* _Your assignment_:
Give again, word for word, every line in the entries below from the line with "test: unflake checkpoints" up to and including the line with "Fixes #492.", and no other line.

------------------------------------

PR #516, opened 2026-09-16
test: unflake checkpoints git-env isolation test

asto18089:
## Summary

Fixes #492.

`git_subprocess_ignores_host_git_environment` wrote `GIT_INDEX_FILE` / `GIT_OBJECT_DIRECTORY` into the **process-global** environment. Sibling tests that spawn git subprocesses (`checkout_workspace_branch_*`, the marketplace env-headers test, bridge tests) intermittently inherited the poisoned env depending on scheduler luck, causing flaky full-suite failures.

This removes the process-env mutation entirely instead of adding more locking (the victims do not participate in `ENV_LOCK`, so serialization could never cover them all):

- `code_checkpoints`: the test now asserts the isolation contract directly via `Command::get_envs()` on `isolated_git_command()` — explicit `env_remove` entries for redirection/config/identity keys, `GIT_CONFIG_GLOBAL` pinned to the null device, `GIT_CONFIG_NOSYSTEM` pinned, non-GIT vars untouched — plus a behavioral `git ls-files` run in the shadow repo.
- `platform::process`: new `strip_git_env_helpers_remove_every_listed_key` test asserts `strip_all_git_env` / `strip_git_override_env` translate the full `GIT_OVERRIDE_KEYS` / `GIT_IDENTITY_KEYS` lists into `env_remove` entries, so the checkpoints test's representative spot-checks are backed by full-list coverage next to the lists themselves.

This also supersedes the panic-safe restore (`EnvVarGuard` + `catch_unwind`) that the previous version needed.

## Verification

- `cargo test --lib --locked` — full suite, default multi-threaded harness (the schedule that exposed the flake): **2198 passed, 0 failed**
- `cargo fmt --check` clean; no new clippy lints
- `python3 scripts/architecture-guard.py` passed

PR #524, opened 2026-09-16
fix(codex-acp): harden diff cache fingerprint

asto18089:
## Summary

Focused split from #511 (review round 2): the codex-acp diff-cache fingerprint hardening lives in this PR so it can be reviewed and reverted independently (`CONTRIBUTING.md`, "Keep changes focused"). **This branch touches only `pinvou3-app/src-tauri/src/features/codex_acp/workspace.rs`.** The first force-pushed version of this branch accidentally carried the #511 CI content inside its commits; that content lives solely in #511 (since merged) and is gone after the rebuild.

Backport of the paired official-repo work — [`Pinvou/pinvou3#1135`](https://github.com/Pinvou/pinvou3/pull/1135), which carries the codex-acp side after the same focused split out of `Pinvou/pinvou3#1112`. **2026-09-18 rebase onto `69d89e30b`:** main absorbed the fingerprint content-hash halves of that work via #541 (the official backport of `pinvou3#1112`, including the ≤ 8 KiB full-content sampling and the deterministic mtime-pinned test upgrades), so the two commits below that used to sit at the front of this branch were dropped as fully covered, and the branch now carries only the part main did not yet have:

1. **Resolve git paths in linked worktrees** — `.git` is a gitfile in a linked worktree, so reading `.git/index`/`.git/HEAD` fails and the fingerprint fields stay 0, letting staged changes / HEAD moves serve a stale cached diff. Paths are resolved through `git rev-parse --git-path` (`HiddenCommand` + `strip_git_override_env`, like the other git call sites), which follows gitfiles and the commondir; the previous heuristic stays as fallback so non-git workspaces and the synthetic `.git` fixtures behave unchanged. Adds a real repo + linked-worktree regression test; the stale Chinese comments on `head_ref_path` are rewritten in English to describe the new resolution, mirroring the upstream counterpart's comment rewrite.
2. **Fast-path git path resolution (review round 2)** — `git_path` spawned `git rev-parse` on every fingerprint probe (2–3 launches per probe, doubled by the second fingerprint on a cache miss), defeating the cache it guards. In a main worktree `.git` is a real directory and discovery from the workspace root resolves exactly there, so `git_path` returns plain joins without spawning whenever `.git` is a directory; gitfile layouts (linked worktrees, submodules, separate-git-dir) still take the discovery path. Dropping the spawn also drops the ambient-repository interference the synthetic fixtures had defended against with a skip guard — that guard is dead weight under the fast path and is removed.
3. **Isolate worktree HEAD move (review round 3)** — the linked-worktree regression committed the still-staged change under `--allow-empty`, so its final comparison stayed green even with HEAD/ref tracking removed. It now commits the staged change first and sandwiches only a genuinely empty commit; the assertions pin the file/index fields equal across the empty commit and require the resolved ref content hash to differ.

Unlike the upstream counterpart commits, the `WorkspaceChanges` `repository_url`/`commit_sha` metadata expansion and its remote-URL sanitization helpers were intentionally not carried by this branch — nothing in this repo consumed those fields at split time (round-1 review finding on #511). #541 has since carried them to main; this branch leaves them as merged and does not re-litigate that decision here.

## Tests

- Rebase verified bottom-up before rewriting: #541 on main covers the dropped commits field-for-field (struct fields, full-content sampling for ≤ 8 KiB, deterministic same-size/same-mtime tests in both directions, medium-index regression). The three remaining commits' hunks are unchanged apart from conflict resolution in shared comment blocks, where main's #541 English wording wins.
- `cargo test --lib codex_acp::workspace` on the branch head (Linux arm64, toolchain 1.98.0): **26/26 pass**, including `diff_fingerprint_tracks_index_and_head_in_linked_worktree` (which still exercises the discovery path) and #541's `diff_fingerprint_invalidates_on_medium_index_staging_change`.
- Each of the three commits re-verified on the rebased stack: 26/26 module tests pass at every state (bisectable branch).
- `cargo clippy --lib --locked -- -D warnings` clean (0 warnings); `cargo fmt --check` clean; `python3 scripts/architecture-guard.py` passed; `python3 scripts/validate-commit-msg.py --range origin/main HEAD` clean; DCO sign-off per commit.
- Mutation check re-run on the new base: `head_ref_path` → `None` fails this branch's linked-worktree test **and** #541's `diff_fingerprint_invalidates_on_head_change` (whose restored-content assertion also depends on ref tracking) — disclosed in commit 3's message; the previous "fails exactly this test" wording was true only pre-rebase.


JensenChen28 (changes requested):
## Standards

**1 finding (highest: P1)**

- **[P1] Rebuild this branch as the focused split it claims to be.** Although the PR lists only three codex-acp commits, its merge base is `ef59843ff`, not current main `7328309d5`, and the commits still carry the complete CI/zram/disk stack: 16 files and more than 1,180 added lines, including `.github/workflows/pr-check.yml`, `scripts/ci-memory-setup.sh`, the new `scripts/ci-rust-disk.py`, and their tests. This violates the focused-change requirement in `CONTRIBUTING.md:143`, and the commit subjects do not describe most of their actual changes.

## Spec

**1 finding (highest: P1)**

The body promises a “Focused split from #511” that can be reviewed and reverted independently, but each of the three commits contains substantial CI infrastructure changes. Rebase onto current main and reconstruct the branch so it contains only the intended `workspace.rs` HEAD/index hashing and linked-worktree path-resolution changes. The codex-acp implementation itself matches the previously reviewed tree and has no additional functional finding.

The PR is mergeable but blocked, with Rust and Windows checks still running.

JensenChen28 (changes requested):
## Standards

PASS — 0 findings. The rebuilt branch is now a focused, English-only, single-file change; the previous CI/zram/disk stack contamination is fully gone.

## Spec

**1 finding (highest: P2)**

- **[P2] Make the linked-worktree HEAD regression isolate the HEAD/ref change.** In `pinvou3-app/src-tauri/src/features/codex_acp/workspace.rs:1602-1612`, the test first changes and stages `main.py`, then runs `git commit --allow-empty` without clearing that staged change and compares against the original baseline. The commit is therefore not empty, and the file/index differences already make the fingerprint unequal even if linked-worktree HEAD/ref tracking is removed. After the index case, commit or reset it, take a fresh baseline, then create a genuinely empty commit with an unchanged index/worktree; ideally assert that only the `head_ref_*` fields changed. This will pin the PR body's promised real linked-worktree HEAD/ref invalidation rather than merely checking that some fingerprint component changed.

The implementation otherwise matches the stated scope: same-size/same-mtime HEAD and index changes are covered, git-index tail sampling observes Git's trailing whole-index checksum, and `git rev-parse --git-path` correctly resolves linked-worktree paths. All checks are green and GitHub reports the branch clean.

asto18089:
## Review round 2 — fresh-eyes re-review (rebased onto `33d97545b`)

Rebased onto the current `main` tip (`33d97545b`, includes #516) — zero conflicts, pushed as `c57bc666c`. Audited with five parallel deep-dives (call-graph/performance, git-internals correctness via live git experiments, env-strip coverage, test portability/flake, scope & convention). Verdict up front: **the hardening is real, the root cause is genuine, no new stale-cache gaps are introduced; one performance defect found and fixed in commit 4.**

### Root cause — confirmed real (empirical)

- The modern git index ends in a 20-byte SHA-1 checksum of the full content, so tail sampling makes the new `index_hash` a *complete* content check — any byte change anywhere flips the tail. Same-size same-mtime rewrites can no longer slip through.
- The linked-worktree gap was the biggest pre-existing hole: `.git` is a gitfile there, so all index/head-ref fields stayed 0 and any worktree was fully stale-prone. `git_path` closes it; `PathBuf::join` handles every `--git-path` output form (relative in main repos, absolute in worktrees) — verified live.
- Remaining theoretical gaps (reftable backends, one-level symref chains) are provably equivalent to pre-PR behavior — the PR is strictly additive hardening.

### Env isolation — verified complete

Empirically, the only keys that redirect `git rev-parse --git-path` are `GIT_DIR`, `GIT_INDEX_FILE`, `GIT_COMMON_DIR` (plus discovery-affecting `GIT_CEILING_DIRECTORIES`/`GIT_DISCOVERY_ACROSS_FILESYSTEM`); all are in `GIT_OVERRIDE_KEYS` and stripped by `git_path`. Production never writes `GIT_*` into the process env; the remaining test-side writers are `ENV_LOCK`-guarded, and their keys are exactly the stripped set. The linked-worktree test's `strip_all_git_env` (superset + identity re-pinning, since it commits) is stronger than production — the right direction.

### Tests — portable and deterministically red-green

`FileTimes`/`set_times` round-trips losslessly on ext4/APFS/NTFS, and a write-open handle grants `FILE_WRITE_ATTRIBUTES` on Windows. The linked-worktree test's git semantics (`init -b`, worktree DWIM, commondir ref moves) hold from git 2.34 through 2.54. Removing the content hashes fails exactly the mtime-pinned assertions (traced against the pre-PR fingerprint struct). CI runs the lib suite `--test-threads=1` on Linux/macOS and link-checks only on Windows, so the documented local-only `ENV_LOCK` race is not a CI risk.

### Found & fixed: `git_path` spawned git on every cache probe (commit 4, `c57bc666c`)

`workspace_diff` on a cache **hit** — the exact path the cache exists to keep cheap — went from 0 subprocess launches (pre-PR: plain stats) to 2–3 `git rev-parse` spawns (~6–30 ms per click on macOS, worse on Windows; doubled by the second fingerprint on a miss). The diff invoke fires only on explicit user clicks (no polling), so it is bounded — but it defeats the point of the cache.

Fix: in a main worktree `.git` is a real directory and discovery from the workspace root resolves exactly there, so `git_path` now returns plain joins without spawning whenever `.git` is a directory; gitfile layouts (linked worktrees, submodules, separate-git-dir) still take the discovery path. Side benefit: a directory `.git` never reaches discovery, so the ambient-repository interference that `synthetic_git_fixture_is_isolated` defended against cannot occur — the guard is dead weight under the fast path and is removed (−27/+12).

Verified: 25/25 module tests on the branch head (including `diff_fingerprint_tracks_index_and_head_in_linked_worktree`, which still exercises the discovery path); intermediate commits 1–2 re-verified at 24/24 each on the rebased stack (bisectable); `cargo clippy --lib --locked -- -D warnings`, `cargo fmt --check`, `scripts/architecture-guard.py`, `scripts/validate-commit-msg.py --range origin/main HEAD` all clean; DCO 4/4.

### Sync with the official repo

The codex-acp side has since been split out of `Pinvou/pinvou3#1112` into [`Pinvou/pinvou3#1135`](https://github.com/Pinvou/pinvou3/pull/1135) (same focused-split rationale as here); the body now references it. Logic content verified identical to #1135 apart from the policy-required English comments and the (now-removed) isolation guard. The fast-path fix is mirrored to #1135 as `90c4c963b` so both repos stay in lockstep. The `repository_url`/`commit_sha` metadata intentionally remains not carried — nothing in this repo consumes those fields.

### Merge order

Land this before #511: that PR pins rust-test to ubuntu-22.04, where main's current coarse-mtime fingerprint test fails deterministically (mirrors the ordering note on #1135).

asto18089:
Thanks for the careful read — adjudication of review round 3:

### [P2] Linked-worktree HEAD regression must isolate the HEAD/ref change — accepted, fixed in `728fa8a6d`

Valid finding, and the diagnosis was exact: the test staged `main.py`, committed it under `--allow-empty` (so the commit was not empty), and compared the final fingerprint against the *original* baseline — under a mutation that makes `head_ref_path` return `None` (all `head_ref_*` fields 0), the old assertion still passed because the staged file/index differences alone made the fingerprints unequal. I reproduced that failure mode before fixing.

The fix follows your suggested shape:

1. Commit the staged change first (`git commit -m "second"`), then snapshot (`after_commit`) — this absorbs the staging noise.
2. Move HEAD with a *genuinely* empty commit (`git commit --allow-empty -m "third"`), then snapshot again (`moved`).
3. Assert the isolation structurally: `file_size`/`file_modified`/`head_tail_hash`, `index_size`/`index_hash` and `head_ref_size` (41-byte ref format) are all equal across the empty commit, while `head_ref_hash` must differ. A broken resolution leaves `head_ref_*` at 0 and the two snapshots identical → red. (The `*_modified` fields of index/ref are deliberately left unasserted: a content-identical index refresh with a fresh mtime is legitimate invalidation the fingerprint *should* react to.)

Red-green check: `head_ref_path → None` now fails exactly this test (`test result: FAILED. 0 passed; 1 failed`); with the mutation reverted it is green again. Full module suite 25/25, `cargo fmt --check` and `cargo clippy --lib --locked -- -D warnings` clean.

### Round-1 P1 (branch contamination)

Already resolved by the rebuild — your Standards section on this round confirms PASS; nothing further to do.

### Sync note

The same test fix is mirrored to the official-repo counterpart [`Pinvou/pinvou3#1135`](https://github.com/Pinvou/pinvou3/pull/1135) as `48bcc4f5d` (code identical to this commit modulo the comment language), so both repos carry the isolated regression.

Ready for re-review at `728fa8a6d` (5 commits on `33d97545b`).

pinvou3-app/src-tauri/src/features/codex_acp/workspace.rs
```diff
@@ -587,18 +589,26 @@ fn diff_fingerprint(root: &Path, relative: &str) -> DiffFingerprint {
...
-    if let Ok(metadata) = root.join(".git/index").metadata() {
+    // Index entries are fixed-size and a rewrite for the same paths keeps the
+    // same SHA width, so the size often stays unchanged and the rewrite can
+    // also land within the same mtime granularity — add a content hash as a
+    // safety net, same as for the HEAD ref.
+    let index_path = git_path(root, "index").unwrap_or_else(|| root.join(".git/index"));
+    if let Ok(metadata) = index_path.metadata() {
         fingerprint.index_size = metadata.len();
         fingerprint.index_modified = modified_nanos(&metadata);
+        fingerprint.index_hash = sample_head_tail_hash(&index_path, metadata.len());
```
JensenChen28, line 622: [P2] index 内容指纹遗漏 4–8 KiB 文件的后半段。这里新增调用的 sample_head_tail_hash 只在 len > 8192 时读取尾部；因此 4096 < len <= 8192 时后面的 entry 和 index 校验和都未纳入 hash。用真实 Git 仓库的 80 个文件生成 5792 字节 index，仅通过 update-index --cacheinfo 修改 f075 的暂存 blob，工作区不变，并恢复 index 的原 mtime 模拟本 PR 要覆盖的同时间戳写入：从当前 head 提取的 diff_fingerprint 返回完全相同的指纹，可能复用旧 diff。请确保小于等于 8 KiB 的 index 全部参与哈希（或读取可靠的 index 校验内容），并补真实中等大小 index 的同 size/mtime 回归；当前短 idx1/idx2 用例覆盖不到该边界。

JensenChen28 (changes requested):
新增 index 内容哈希存在已复现的失效遗漏，需修复后复审。required checks 通过，但当前回归用例不覆盖该边界。未运行完整 Rust workspace 测试。

JensenChen28 (commented):
复核当前 head：上轮 4–8 KiB index 哈希漏读已修复，小于等于 8 KiB 现在读取全量内容；linked worktree 的 index/HEAD/ref 经 `git rev-parse --git-path` 解析，新增回归在提交已暂存变更后重新取基线，再用真正的空提交隔离验证仅 HEAD ref hash 变化。当前 Linux Rust、lint、CLI 等门禁通过，`git diff --check` 通过；本地专项测试因 rustup 下载组件长时间无进展而中止。`windows-rust-test` 仍在运行，待其与 required gate 通过后可批准。

JensenChen28 (approved):
复核结论：上轮 4–8 KiB index 哈希漏读已修复，小于等于 8 KiB 的文件现在全量读取；linked worktree 的 index、HEAD 和 ref 均通过 `git rev-parse --git-path` 解析。回归先提交暂存改动并重新取基线，再以真正的空提交隔离验证 HEAD ref hash，能够捕获路径解析退化。`git diff --check` 通过；Linux Rust、lint、CLI、Windows Rust 及 required gate 均已通过。未发现剩余阻塞问题。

------------------------------------

* _Your solution_:
test: unflake checkpoints git-env isolation test

asto18089:
## Summary

Fixes #492.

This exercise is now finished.